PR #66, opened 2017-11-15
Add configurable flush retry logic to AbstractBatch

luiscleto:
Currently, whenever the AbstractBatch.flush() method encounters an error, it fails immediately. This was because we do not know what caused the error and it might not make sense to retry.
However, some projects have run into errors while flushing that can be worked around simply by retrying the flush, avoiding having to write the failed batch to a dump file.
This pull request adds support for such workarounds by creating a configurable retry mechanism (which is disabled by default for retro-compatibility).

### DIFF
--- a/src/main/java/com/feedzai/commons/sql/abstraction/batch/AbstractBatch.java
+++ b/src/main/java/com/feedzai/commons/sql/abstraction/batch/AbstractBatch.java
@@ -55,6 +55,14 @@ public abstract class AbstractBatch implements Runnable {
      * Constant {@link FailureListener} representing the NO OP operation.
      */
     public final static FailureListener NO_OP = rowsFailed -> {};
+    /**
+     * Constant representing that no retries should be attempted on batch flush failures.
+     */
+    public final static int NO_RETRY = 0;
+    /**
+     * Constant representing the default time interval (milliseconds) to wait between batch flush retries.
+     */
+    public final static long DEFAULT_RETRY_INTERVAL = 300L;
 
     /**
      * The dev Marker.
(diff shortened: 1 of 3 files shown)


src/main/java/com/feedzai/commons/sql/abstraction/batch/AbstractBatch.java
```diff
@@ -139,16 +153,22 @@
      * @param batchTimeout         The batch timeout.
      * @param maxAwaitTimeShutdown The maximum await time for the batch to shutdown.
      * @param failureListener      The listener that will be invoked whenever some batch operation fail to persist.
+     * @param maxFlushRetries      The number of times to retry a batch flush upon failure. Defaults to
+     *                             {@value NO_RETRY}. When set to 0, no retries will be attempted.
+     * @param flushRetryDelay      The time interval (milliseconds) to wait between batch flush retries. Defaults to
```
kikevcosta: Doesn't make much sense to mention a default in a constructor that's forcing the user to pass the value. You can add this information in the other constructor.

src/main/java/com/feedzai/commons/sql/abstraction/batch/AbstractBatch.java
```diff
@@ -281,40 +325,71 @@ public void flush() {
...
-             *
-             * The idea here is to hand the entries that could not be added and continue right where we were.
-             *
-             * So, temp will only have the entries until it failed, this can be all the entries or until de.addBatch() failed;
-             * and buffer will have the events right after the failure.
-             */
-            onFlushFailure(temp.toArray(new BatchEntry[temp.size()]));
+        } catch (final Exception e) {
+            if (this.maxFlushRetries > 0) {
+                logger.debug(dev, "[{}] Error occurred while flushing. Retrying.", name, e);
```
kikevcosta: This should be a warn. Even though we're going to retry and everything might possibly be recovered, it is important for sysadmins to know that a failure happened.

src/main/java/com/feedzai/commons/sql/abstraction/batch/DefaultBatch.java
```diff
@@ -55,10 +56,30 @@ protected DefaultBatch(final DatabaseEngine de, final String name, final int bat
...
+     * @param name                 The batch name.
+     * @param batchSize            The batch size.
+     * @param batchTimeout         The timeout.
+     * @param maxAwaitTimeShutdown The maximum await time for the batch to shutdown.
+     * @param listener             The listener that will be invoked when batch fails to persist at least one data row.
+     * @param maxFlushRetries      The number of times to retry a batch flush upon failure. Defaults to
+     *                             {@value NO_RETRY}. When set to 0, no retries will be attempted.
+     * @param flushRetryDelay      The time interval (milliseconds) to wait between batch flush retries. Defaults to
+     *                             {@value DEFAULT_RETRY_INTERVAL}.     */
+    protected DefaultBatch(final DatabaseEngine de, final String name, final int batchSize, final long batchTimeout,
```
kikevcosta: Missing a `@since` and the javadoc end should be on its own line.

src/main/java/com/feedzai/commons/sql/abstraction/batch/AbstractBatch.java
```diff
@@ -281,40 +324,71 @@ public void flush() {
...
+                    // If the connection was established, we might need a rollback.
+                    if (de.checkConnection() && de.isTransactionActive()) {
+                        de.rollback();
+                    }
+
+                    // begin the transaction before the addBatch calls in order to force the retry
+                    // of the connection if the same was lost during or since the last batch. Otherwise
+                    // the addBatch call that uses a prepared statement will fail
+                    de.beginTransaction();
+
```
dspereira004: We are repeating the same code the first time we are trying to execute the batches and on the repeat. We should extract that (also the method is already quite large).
--
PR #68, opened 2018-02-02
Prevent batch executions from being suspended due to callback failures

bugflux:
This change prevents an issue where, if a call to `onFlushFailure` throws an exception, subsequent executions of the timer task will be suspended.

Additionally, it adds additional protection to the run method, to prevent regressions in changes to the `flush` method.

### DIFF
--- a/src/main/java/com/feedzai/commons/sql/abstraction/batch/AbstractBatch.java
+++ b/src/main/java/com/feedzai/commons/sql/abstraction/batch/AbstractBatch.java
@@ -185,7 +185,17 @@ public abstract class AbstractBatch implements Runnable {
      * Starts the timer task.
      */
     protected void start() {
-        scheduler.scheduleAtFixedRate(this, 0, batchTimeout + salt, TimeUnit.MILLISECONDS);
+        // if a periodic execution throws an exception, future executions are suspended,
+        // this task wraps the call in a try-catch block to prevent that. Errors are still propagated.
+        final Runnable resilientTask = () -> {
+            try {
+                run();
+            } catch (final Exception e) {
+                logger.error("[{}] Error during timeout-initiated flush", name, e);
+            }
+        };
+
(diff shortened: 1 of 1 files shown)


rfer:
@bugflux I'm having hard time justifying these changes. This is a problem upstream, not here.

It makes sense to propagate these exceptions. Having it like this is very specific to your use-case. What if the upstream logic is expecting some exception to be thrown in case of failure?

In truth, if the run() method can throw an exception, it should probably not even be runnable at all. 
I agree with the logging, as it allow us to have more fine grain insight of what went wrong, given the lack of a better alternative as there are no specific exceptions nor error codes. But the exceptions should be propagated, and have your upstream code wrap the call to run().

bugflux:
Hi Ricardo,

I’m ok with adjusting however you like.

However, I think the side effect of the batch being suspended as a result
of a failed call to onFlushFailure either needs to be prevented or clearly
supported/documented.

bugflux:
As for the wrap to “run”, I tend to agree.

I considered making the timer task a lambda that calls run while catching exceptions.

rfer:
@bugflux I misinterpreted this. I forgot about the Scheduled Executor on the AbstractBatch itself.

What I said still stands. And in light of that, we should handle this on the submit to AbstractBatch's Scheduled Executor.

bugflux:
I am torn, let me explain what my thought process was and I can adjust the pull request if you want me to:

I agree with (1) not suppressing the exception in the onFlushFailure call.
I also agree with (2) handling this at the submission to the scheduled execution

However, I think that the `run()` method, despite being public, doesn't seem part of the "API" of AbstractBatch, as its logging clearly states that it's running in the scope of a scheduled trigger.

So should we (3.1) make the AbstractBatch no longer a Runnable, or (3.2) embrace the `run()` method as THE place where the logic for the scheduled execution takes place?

Brief:
In the entries above, find each line with "await" and list it.

Exercise output:
      * @param maxAwaitTimeShutdown The maximum await time for the batch to shutdown.
+     * @param maxAwaitTimeShutdown The maximum await time for the batch to shutdown.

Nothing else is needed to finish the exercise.